> [Collected data]
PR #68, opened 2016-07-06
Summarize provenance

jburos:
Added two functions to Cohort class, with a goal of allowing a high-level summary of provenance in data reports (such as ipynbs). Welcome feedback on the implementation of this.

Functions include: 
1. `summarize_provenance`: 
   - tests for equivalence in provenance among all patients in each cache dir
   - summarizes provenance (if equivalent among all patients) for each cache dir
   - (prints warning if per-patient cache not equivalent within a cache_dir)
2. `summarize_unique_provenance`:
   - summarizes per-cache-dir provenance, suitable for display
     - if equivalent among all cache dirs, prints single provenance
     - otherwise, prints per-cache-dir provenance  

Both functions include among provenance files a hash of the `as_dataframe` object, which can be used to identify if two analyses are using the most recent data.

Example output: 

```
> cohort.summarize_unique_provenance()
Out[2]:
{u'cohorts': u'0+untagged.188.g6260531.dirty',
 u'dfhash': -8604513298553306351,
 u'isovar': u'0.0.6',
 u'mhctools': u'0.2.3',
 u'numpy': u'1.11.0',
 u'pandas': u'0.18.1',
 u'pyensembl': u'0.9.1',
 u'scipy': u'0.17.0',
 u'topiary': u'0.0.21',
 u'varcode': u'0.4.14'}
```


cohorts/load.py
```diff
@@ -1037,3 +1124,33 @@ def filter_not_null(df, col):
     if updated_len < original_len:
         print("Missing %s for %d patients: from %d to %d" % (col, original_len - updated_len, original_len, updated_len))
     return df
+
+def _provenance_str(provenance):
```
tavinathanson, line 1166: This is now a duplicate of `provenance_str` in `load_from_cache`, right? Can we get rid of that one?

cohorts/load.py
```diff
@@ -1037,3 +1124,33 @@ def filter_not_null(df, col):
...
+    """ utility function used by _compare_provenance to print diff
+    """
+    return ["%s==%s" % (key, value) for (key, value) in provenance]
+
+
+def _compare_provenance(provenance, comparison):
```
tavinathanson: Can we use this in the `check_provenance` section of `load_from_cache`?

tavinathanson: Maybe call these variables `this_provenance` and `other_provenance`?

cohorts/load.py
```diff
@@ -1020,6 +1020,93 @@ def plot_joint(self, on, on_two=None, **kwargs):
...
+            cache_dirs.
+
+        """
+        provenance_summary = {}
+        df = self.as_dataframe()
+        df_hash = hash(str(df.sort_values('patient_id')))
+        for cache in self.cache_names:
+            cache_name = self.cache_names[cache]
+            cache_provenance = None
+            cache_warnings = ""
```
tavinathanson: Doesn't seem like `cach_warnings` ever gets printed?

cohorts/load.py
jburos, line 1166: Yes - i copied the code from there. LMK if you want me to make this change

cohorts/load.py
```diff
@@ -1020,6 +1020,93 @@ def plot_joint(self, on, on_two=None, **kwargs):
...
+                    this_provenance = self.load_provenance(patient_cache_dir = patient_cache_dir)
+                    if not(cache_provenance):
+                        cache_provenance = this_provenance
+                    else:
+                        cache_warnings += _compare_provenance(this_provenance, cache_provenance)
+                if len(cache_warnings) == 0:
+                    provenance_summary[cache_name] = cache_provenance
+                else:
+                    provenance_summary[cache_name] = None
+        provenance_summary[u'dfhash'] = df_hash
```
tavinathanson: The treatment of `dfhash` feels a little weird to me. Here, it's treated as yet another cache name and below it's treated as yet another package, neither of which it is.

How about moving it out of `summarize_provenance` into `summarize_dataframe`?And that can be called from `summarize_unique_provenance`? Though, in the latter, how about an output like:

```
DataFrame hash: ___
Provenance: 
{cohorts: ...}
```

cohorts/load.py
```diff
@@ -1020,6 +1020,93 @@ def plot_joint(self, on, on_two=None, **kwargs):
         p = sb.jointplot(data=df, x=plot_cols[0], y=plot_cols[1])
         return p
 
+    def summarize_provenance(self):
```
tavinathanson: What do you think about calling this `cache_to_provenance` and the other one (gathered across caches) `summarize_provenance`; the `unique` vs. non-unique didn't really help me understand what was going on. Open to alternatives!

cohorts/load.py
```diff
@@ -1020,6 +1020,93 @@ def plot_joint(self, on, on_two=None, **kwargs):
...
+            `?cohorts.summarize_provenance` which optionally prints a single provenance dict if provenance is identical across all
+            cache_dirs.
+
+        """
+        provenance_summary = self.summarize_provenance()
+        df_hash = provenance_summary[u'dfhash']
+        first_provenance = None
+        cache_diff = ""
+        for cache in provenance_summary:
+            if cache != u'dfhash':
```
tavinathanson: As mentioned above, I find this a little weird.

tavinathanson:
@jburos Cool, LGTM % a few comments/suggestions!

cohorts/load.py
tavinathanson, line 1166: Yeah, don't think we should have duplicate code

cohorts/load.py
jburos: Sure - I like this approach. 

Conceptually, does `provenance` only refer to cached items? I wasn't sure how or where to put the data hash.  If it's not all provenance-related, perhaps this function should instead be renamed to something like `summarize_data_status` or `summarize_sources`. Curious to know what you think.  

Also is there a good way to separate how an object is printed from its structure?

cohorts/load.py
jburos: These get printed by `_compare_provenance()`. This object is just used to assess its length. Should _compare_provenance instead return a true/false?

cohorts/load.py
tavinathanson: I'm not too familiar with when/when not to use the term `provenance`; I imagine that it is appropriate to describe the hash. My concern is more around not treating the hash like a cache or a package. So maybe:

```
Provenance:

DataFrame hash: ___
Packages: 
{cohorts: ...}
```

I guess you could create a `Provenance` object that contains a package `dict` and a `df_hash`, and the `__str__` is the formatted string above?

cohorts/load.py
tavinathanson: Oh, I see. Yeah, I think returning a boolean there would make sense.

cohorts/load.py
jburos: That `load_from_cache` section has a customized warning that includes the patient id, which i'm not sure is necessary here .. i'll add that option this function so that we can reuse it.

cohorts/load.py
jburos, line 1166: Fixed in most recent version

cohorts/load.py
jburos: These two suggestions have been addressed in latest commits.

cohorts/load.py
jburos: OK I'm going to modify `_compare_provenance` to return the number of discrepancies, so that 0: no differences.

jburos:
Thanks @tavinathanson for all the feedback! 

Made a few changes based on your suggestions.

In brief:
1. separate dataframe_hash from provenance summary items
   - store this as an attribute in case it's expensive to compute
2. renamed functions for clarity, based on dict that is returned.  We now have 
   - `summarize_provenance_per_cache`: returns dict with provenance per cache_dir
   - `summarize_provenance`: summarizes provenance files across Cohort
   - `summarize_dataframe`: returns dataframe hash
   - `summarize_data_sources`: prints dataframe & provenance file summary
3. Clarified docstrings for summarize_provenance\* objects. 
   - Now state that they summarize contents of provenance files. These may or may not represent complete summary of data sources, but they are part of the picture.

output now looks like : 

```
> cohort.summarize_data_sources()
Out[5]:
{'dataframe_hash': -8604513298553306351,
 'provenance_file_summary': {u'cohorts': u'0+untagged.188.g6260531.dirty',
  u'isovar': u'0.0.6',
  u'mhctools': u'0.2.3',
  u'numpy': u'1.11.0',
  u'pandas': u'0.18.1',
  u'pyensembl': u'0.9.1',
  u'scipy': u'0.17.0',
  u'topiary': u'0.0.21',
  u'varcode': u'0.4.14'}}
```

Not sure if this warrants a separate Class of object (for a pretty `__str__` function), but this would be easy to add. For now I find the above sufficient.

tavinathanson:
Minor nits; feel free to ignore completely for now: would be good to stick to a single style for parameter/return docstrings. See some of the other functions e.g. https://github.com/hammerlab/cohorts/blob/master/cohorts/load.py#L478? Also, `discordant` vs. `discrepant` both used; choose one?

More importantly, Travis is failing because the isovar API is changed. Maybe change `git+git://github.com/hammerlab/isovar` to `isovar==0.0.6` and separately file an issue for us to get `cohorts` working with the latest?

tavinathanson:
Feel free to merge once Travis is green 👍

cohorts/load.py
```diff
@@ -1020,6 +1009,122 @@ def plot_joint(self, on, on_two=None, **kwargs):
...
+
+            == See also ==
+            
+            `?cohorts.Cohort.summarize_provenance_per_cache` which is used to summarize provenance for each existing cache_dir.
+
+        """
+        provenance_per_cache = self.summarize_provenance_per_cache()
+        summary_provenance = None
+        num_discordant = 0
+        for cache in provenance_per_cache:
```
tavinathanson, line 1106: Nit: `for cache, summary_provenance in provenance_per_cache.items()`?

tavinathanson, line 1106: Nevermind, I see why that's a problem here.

==

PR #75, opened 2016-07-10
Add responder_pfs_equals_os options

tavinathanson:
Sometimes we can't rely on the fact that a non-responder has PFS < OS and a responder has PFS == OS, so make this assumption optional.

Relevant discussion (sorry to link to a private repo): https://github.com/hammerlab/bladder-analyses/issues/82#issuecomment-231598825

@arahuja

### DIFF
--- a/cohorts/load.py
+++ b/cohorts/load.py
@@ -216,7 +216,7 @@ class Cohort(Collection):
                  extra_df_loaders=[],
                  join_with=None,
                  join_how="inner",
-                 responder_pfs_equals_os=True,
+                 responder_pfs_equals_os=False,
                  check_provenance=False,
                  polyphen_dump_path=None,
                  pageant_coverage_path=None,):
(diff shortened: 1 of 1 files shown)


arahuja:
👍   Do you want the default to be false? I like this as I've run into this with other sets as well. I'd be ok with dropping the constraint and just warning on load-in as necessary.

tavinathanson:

> [About this exercise] For the records above, give the number of lines containing the string "opened" and no other words.

> [Answer section] 2